## What the task requires
Look below for the line that has "- 4-line logic". Set down the lines from there through the line that has "## Verification (Metal / macos-debug)", exactly as written.
Records to use START
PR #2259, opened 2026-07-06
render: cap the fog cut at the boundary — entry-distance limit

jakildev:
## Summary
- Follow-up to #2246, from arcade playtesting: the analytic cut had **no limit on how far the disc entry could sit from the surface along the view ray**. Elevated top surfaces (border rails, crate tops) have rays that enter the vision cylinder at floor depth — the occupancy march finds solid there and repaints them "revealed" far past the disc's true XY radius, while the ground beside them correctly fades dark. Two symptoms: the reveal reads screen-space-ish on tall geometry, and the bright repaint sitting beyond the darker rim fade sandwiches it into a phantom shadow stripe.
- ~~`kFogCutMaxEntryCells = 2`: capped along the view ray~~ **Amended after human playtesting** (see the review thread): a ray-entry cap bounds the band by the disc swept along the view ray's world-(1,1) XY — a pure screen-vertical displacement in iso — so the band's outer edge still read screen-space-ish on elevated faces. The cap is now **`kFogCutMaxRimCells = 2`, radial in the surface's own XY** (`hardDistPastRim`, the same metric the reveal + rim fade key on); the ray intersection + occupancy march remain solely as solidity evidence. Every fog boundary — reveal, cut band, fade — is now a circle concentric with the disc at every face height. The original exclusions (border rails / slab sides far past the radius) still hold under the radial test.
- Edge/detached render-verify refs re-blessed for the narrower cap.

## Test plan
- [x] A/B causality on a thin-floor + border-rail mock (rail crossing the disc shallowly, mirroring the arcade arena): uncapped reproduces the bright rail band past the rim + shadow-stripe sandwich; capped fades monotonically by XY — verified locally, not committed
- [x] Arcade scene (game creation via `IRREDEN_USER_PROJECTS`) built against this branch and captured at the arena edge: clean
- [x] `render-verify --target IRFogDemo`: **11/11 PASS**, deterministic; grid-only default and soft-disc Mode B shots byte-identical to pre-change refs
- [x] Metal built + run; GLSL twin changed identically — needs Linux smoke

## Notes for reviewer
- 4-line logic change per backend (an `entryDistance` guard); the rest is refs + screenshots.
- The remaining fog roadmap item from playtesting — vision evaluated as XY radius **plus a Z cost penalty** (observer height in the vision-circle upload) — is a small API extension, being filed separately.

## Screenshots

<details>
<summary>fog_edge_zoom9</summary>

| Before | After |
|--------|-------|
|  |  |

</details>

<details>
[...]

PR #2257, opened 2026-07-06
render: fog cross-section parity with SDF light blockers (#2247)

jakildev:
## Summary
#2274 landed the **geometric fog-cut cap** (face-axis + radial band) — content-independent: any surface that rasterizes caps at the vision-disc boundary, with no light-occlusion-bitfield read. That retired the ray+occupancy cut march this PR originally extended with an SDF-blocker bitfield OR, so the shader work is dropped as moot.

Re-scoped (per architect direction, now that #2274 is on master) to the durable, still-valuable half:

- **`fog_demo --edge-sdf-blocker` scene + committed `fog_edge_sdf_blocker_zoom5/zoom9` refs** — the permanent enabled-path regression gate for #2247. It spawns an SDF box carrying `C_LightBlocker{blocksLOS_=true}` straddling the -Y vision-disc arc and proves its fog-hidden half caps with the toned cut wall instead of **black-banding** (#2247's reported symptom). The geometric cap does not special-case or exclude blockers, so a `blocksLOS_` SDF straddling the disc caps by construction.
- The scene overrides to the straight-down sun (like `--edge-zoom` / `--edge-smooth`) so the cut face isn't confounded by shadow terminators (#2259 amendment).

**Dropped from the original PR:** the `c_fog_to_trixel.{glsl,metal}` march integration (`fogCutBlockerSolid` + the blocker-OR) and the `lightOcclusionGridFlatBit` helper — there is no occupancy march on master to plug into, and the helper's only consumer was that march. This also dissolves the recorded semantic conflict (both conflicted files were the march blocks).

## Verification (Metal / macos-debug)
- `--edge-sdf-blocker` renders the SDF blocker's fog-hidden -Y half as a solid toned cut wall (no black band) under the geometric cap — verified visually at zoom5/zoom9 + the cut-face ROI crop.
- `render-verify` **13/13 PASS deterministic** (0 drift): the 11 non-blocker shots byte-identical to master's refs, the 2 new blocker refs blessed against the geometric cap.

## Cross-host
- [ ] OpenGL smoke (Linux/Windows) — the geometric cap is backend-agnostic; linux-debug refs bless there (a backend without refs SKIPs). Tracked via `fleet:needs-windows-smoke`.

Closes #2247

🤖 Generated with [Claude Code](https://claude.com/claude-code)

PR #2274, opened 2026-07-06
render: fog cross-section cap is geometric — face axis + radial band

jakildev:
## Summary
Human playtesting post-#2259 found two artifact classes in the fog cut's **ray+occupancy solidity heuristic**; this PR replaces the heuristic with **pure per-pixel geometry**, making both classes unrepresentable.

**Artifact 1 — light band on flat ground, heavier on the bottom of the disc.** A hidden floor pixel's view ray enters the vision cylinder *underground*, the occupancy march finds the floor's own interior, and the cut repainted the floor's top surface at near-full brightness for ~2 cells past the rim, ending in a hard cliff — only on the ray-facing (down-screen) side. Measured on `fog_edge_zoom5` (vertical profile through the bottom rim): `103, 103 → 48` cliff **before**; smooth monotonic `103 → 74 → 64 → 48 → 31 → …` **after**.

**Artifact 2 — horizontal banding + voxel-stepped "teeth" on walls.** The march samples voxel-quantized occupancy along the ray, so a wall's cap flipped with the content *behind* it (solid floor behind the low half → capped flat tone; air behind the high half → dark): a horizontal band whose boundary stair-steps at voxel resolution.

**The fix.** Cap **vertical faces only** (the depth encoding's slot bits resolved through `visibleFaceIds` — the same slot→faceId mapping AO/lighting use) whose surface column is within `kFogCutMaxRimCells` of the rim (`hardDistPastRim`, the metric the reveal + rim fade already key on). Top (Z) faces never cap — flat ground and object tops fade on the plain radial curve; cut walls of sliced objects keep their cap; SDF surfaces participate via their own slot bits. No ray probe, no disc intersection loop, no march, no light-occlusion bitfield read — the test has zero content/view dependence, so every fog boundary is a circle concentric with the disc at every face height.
Records to use END
## Answer
- 4-line logic change per backend (an `entryDistance` guard); the rest is refs + screenshots.
- The remaining fog roadmap item from playtesting — vision evaluated as XY radius **plus a Z cost penalty** (observer height in the vision-circle upload) — is a small API extension, being filed separately.

## Screenshots

<details>
<summary>fog_edge_zoom9</summary>

| Before | After |
|--------|-------|
|  |  |

</details>

<details>
[...]

PR #2257, opened 2026-07-06
render: fog cross-section parity with SDF light blockers (#2247)

jakildev:
## Summary
#2274 landed the **geometric fog-cut cap** (face-axis + radial band) — content-independent: any surface that rasterizes caps at the vision-disc boundary, with no light-occlusion-bitfield read. That retired the ray+occupancy cut march this PR originally extended with an SDF-blocker bitfield OR, so the shader work is dropped as moot.

Re-scoped (per architect direction, now that #2274 is on master) to the durable, still-valuable half:

- **`fog_demo --edge-sdf-blocker` scene + committed `fog_edge_sdf_blocker_zoom5/zoom9` refs** — the permanent enabled-path regression gate for #2247. It spawns an SDF box carrying `C_LightBlocker{blocksLOS_=true}` straddling the -Y vision-disc arc and proves its fog-hidden half caps with the toned cut wall instead of **black-banding** (#2247's reported symptom). The geometric cap does not special-case or exclude blockers, so a `blocksLOS_` SDF straddling the disc caps by construction.
- The scene overrides to the straight-down sun (like `--edge-zoom` / `--edge-smooth`) so the cut face isn't confounded by shadow terminators (#2259 amendment).

**Dropped from the original PR:** the `c_fog_to_trixel.{glsl,metal}` march integration (`fogCutBlockerSolid` + the blocker-OR) and the `lightOcclusionGridFlatBit` helper — there is no occupancy march on master to plug into, and the helper's only consumer was that march. This also dissolves the recorded semantic conflict (both conflicted files were the march blocks).

## Verification (Metal / macos-debug)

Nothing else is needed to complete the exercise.